** Information follows **
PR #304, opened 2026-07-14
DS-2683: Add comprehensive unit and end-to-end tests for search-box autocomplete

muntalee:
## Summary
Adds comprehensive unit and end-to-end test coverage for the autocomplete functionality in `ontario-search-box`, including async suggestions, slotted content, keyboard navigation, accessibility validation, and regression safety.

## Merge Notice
** End of Information **
Work order: Read the entries and show each line that mentions "search".

Task response:
DS-2683: Add comprehensive unit and end-to-end tests for search-box autocomplete
Adds comprehensive unit and end-to-end test coverage for the autocomplete functionality in `ontario-search-box`, including async suggestions, slotted content, keyboard navigation, accessibility validation, and regression safety.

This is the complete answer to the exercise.